HMRC is cracking down—and if you’re self-employed or a landlord earning over £50,000, you could soon face daily £10 fines if you ignore the new rules under Making Tax Digital (MTD). From April 2026, digital tax reporting becomes mandatory, and the penalties for missing deadlines are nothing short of painful.
Table of Contents
Deadline
Let’s cut to the chase. Starting 6 April 2026, anyone self-employed or renting out property and earning above £50,000 must switch to digital record-keeping. The new system requires quarterly updates to HMRC, meaning tax won’t just be a once-a-year task anymore.
The first deadline is 7 August 2026, covering your income and expenses from 6 April to 5 July. Miss that? You’re immediately hit with a £100 fine. Let it slide for three months, and here’s where things really escalate.
Fines
After three months of missing your quarterly update, HMRC will start charging a £10 daily penalty. Yes—every single day. These fines can keep stacking up until they reach £900. But it doesn’t stop there.
Here’s a breakdown of the full penalty timeline:
Time After Missed Deadline | Penalty |
---|---|
Immediately | £100 fine |
After 3 months | £10 per day (up to 90 days = £900) |
After 6 months | £300 or 5% of unpaid tax (whichever is higher) |
After 12 months | Another £300 or 5% of unpaid tax |
Deliberate delay | Higher fines and possible further penalties |
So if you’re thinking of skipping that update—or waiting till January like usual—you could end up hundreds, if not thousands, of pounds out of pocket.
Payments
It’s not just about filing, either. Paying your tax late comes with its own painful price. HMRC will charge you 5% of your unpaid tax after one month, then slap another 5% at six months, and again at the 12-month mark. That’s on top of the interest that starts ticking the moment your payment is overdue.

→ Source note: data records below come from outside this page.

PR #594, opened 2021-06-04
FBX-142 Fix reset settings

natalia-wh:
Add reset functionality for FBX export project settings menu.
Add `Reset()` to `FbxExportSettings`.
Fix `dccOptionNames` being reset to null instead of empty list.

### DIFF
--- a/com.unity.formats.fbx/Editor/FbxExportSettings.cs
+++ b/com.unity.formats.fbx/Editor/FbxExportSettings.cs
@@ -871,11 +871,11 @@ namespace UnityEditor.Formats.Fbx.Exporter {
             dccOptionPaths = new List<string>();
             dccOptionNames = new List<string>();
             BakeAnimationProperty = false;
-            ExportModelSettings = ScriptableObject.CreateInstance (typeof(ExportModelSettings)) as ExportModelSettings;
-            exportModelSettingsSerialize = ExportModelSettings.info;
+            exportModelSettingsSerialize = new ExportModelSettingsSerialize();
+            ExportModelSettings.info = exportModelSettingsSerialize;
             DisplayOptionsWindow = true;
-            ConvertToPrefabSettings = ScriptableObject.CreateInstance (typeof(ConvertToPrefabSettings)) as ConvertToPrefabSettings;
-            convertToPrefabSettingsSerialize = ConvertToPrefabSettings.info;
+            convertToPrefabSettingsSerialize = new ConvertToPrefabSettingsSerialize();
+            ConvertToPrefabSettings.info = convertToPrefabSettingsSerialize;
         }
 
         /// <summary>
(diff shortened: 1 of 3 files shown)


com.unity.formats.fbx/Editor/FbxExportSettings.cs
```diff
@@ -863,8 +868,8 @@ internal void LoadDefaults()
             prefabSavePaths = new List<string>(){ kDefaultSavePath };
             fbxSavePaths = new List<string> (){ kDefaultSavePath };
             integrationSavePath = DefaultIntegrationSavePath;
-            dccOptionPaths = null;
-            dccOptionNames = null;
+            dccOptionPaths = new List<string>();
+            dccOptionNames = new List<string>();
```
natalia-wh, line 872: Changed because tests were failing. `dccOptionPaths` and `dccOptionNames` are initialized to string lists, so resetting made sense to be string lists  unless they need to be null for another reason?

com.unity.formats.fbx/Editor/FbxExportSettings.cs
```diff
@@ -1745,6 +1750,24 @@ internal void Save()
             convertToPrefabSettingsSerialize = ConvertToPrefabSettings.info;
             this.SaveToFile ();
         }
+
+        // Called on creation and whenever the reset button is clicked
+        internal void Reset()
+        {
+            // create presets if none exist
+            if (!m_defaultModelExportSettings) {
+                m_defaultModelExportSettings = new Preset(ExportModelSettings);
```
vkovec, line 1759: I'm not sure I understand the use of these presets, is it to reset the ExportModelSettings to default? would it work to set `exportModelSettingsSerialize` to null?

vkovec (commented):
can you please add a test that calls Reset() to the FbxExporterSettingsTests?

com.unity.formats.fbx/Editor/FbxExportSettings.cs
natalia-wh: Yeah, the presets are for resetting `ExportModelSettings` and `ConvertToPrefabSettings` to default. 

Reset is called both on creation and when hitting the reset button, so theyre saved on creation and re-copied over whenever reset is clicked.

com.unity.formats.fbx/Editor/FbxExportSettings.cs
```diff
@@ -476,6 +477,10 @@ public enum ObjectPosition { LocalCentered = 0, WorldAbsolute = 1, Reset = 2 /*
 
         public enum LODExportType { All = 0, Highest = 1, Lowest = 2 }
 
+        // presets for editor settings
+        private Preset m_defaultModelExportSettings;
```
vkovec, line 481: please remove these if no longer used

vkovec (approved):

PR #596, opened 2021-06-07
FBX 92 Fix prefab rename on undo

natalia-wh:
Fix prefab staying renamed after undoing prefab creation

### DIFF
--- a/com.unity.formats.fbx/Editor/FbxExporter.cs
+++ b/com.unity.formats.fbx/Editor/FbxExporter.cs
@@ -2790,10 +2790,10 @@ namespace UnityEditor.Formats.Fbx.Exporter
             string fbxName = unityGo.name;
             if (ExportOptions.UseMayaCompatibleNames)
             {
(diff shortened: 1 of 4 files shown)


com.unity.formats.fbx/Editor/FbxExporter.cs
```diff
@@ -2790,6 +2790,7 @@ private FbxNode CreateFbxNode(GameObject unityGo, FbxScene fbxScene)
             string fbxName = unityGo.name;
             if (ExportOptions.UseMayaCompatibleNames)
             {
+                Undo.RecordObject(unityGo, "rename " + fbxName);
```
vkovec, line 2793: could this be placed in the `if (ExportOptions.AllowSceneModification)` a couple of lines below?
The scene will only be modified if the option is true.

vkovec (commented):
can you please add a unit test that converts a hierarchy with name changes then calls undo and checks the result?

vkovec (approved):

PR #599, opened 2021-06-09
FBX-107 Fix warning about ExportSettings

natalia-wh:
Fix warning about ExportSettings class not being in a file called `ExportSettings.cs`
Rename `FbxExportSettings.cs` to `ExportSettings.cs`


com.unity.formats.fbx/Editor/FbxExportSettings.cs.meta
```diff
@@ -1,11 +0,0 @@
-fileFormatVersion: 2
-guid: 03d96513d037ea843ab436321bab4c33
-MonoImporter:
```
vkovec, line 3: can you please rename the meta file as well? Could give warnings about missing meta file if we do not include it.

com.unity.formats.fbx/Editor/ExportSettings.cs.meta
```diff
@@ -1,5 +1,5 @@
 fileFormatVersion: 2
-guid: 03d96513d037ea843ab436321bab4c33
+guid: f87a2d71b287d4b579dbf0858cda24d9
```
vkovec, line 2: would it be possible to keep the same guid? we used to have issues with changing them. Not sure if it would still be a problem, but just to be safe.

vkovec (approved):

Falling behind could drain your finances quickly, especially with the added stress of interest and fines compounding every few months.
Reporting
So, what exactly are you supposed to submit under MTD for Income Tax (also called MTD for IT)? There are two main parts:
- Quarterly Updates – These include all your business income and expenses. You’ll submit one every three months.

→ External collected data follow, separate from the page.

PR #613, opened 2021-11-18
FBX-220 handle exporting more than 4 bone weights

vkovec:


com.unity.formats.fbx/Editor/FbxExporter.cs
```diff
@@ -1199,42 +1197,68 @@ private bool ExportSkeleton (SkinnedMeshRenderer skinnedMesh, FbxScene fbxScene,
         /// <summary>
         /// set vertex weights in cluster
         /// </summary>
-        private void SetVertexWeights (MeshInfo meshInfo, Dictionary<int, FbxCluster> boneCluster)
+        private void SetVertexWeights (MeshInfo meshInfo, Dictionary<int, FbxCluster> boneIndexToCluster)
         {
-            HashSet<int> visitedVertices = new HashSet<int> ();
+            var mesh = meshInfo.mesh;
```
vkovec, line 1202: changes are mostly taken from the documentation: https://docs.unity3d.com/ScriptReference/Mesh.GetAllBoneWeights.html

com.unity.formats.fbx/Tests/Models/multiBoneInfluence.fbx
```diff
@@ -0,0 +1,947 @@
+; FBX 7.7.0 project file
+; ----------------------------------------------------
```
vkovec, line 2: Just a cube with 8 bones.

com.unity.formats.fbx/Tests/FbxTests/ModelExporterTest.cs
```diff
@@ -712,53 +717,72 @@ public class SkinnedMeshTestDataClass
...
+            // Get the number of bone weights per vertex
+            var origBonesPerVertex = origMesh.GetBonesPerVertex();
+            var exportedBonesPerVertex = exportedMesh.GetBonesPerVertex();
+
+            // Get all the bone weights, in vertex index order
+            var origBoneWeights1 = origMesh.GetAllBoneWeights();
+            var exportedBoneWeights1 = exportedMesh.GetAllBoneWeights();
+
+            // get the vertex index to index in bone weights mapping (for easier access)
+            var origVertToBoneWeightIndex = new Dictionary<int, int>();
```
benoithudson, line 734: this and `exportedVertToBoneWeightIndex` could be arrays I think?

com.unity.formats.fbx/Tests/FbxTests/ModelExporterTest.cs
```diff
@@ -712,53 +717,72 @@ public class SkinnedMeshTestDataClass
...
 
-                        var indexMsg = "Bone index {0} doesn't match";
-                        var nameMsg = "bone names don't match";
+            var comparisonCount = 0;
+            var minVertCount = Mathf.Min(origVerts.Length, expVerts.Length);
+            for (int origVertIndex = 0; origVertIndex < minVertCount; origVertIndex++)
+            {
+                for (int expVertIndex = 0; expVertIndex < minVertCount; expVertIndex++)
+                {
+                    if (origVerts[origVertIndex] == expVerts[expVertIndex])
```
benoithudson, line 756: I think this bit is wrong.
(1) It's possible to have two vertices in the same location in a mesh; this will only find the first one and assign all the bones to it.
(2) It's quadratic time. In a 100k or 1M vertex mesh, that might take a long time.

Why would the indices change between the original mesh and the export mesh?

benoithudson: Oh wait I'm confused, this is testing not exporting.

I think we should test that the indices don't change; they shouldn't (some things depend on vertex indexes not changing).

benoithudson (approved):
all my comments are in the tests; I  think you can ignore them

com.unity.formats.fbx/Tests/FbxTests/ModelExporterTest.cs
vkovec: yep

com.unity.formats.fbx/Tests/FbxTests/ModelExporterTest.cs
vkovec: I think this is because there the vertex count did not always match before/after export. We were doing the same before as well.

PR #617, opened 2022-04-01
CI: update for 4.0 + add nightlies

mfe:


mfe:
Quoting a wise person:
> 2021.1 is no longer supported, so 4.0 is effectively also unsupported

So closing this PR !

- Final Declaration – This is like your annual tax return. It includes all your other income—like savings, dividends, or investments.
The quarterly reports are cumulative. That means if you forget something in April, you can correct it in the next one. But still—accuracy from the start saves time and stress later.
Software
One of the biggest changes? You won’t be able to scribble your numbers on a spreadsheet or submit paper forms. You’ll need HMRC-approved accounting software that lets you log everything digitally and send it straight to them.
If you’re not already using compatible software, now’s the time to start getting familiar. Because once April 2026 rolls around, the last-minute rush isn’t going to cut it anymore. Miss a date, and the fines will follow.
Warning
These rules might seem far off, but they’re coming fast. And the penalties are built to push people into compliance. Waiting until the last minute could cost you more than just stress—it could cost you thousands.
Now’s the time to change your habits. Go digital, learn the rules, and stay on top of your updates. That way, you won’t be waking up to a £10 fine every day.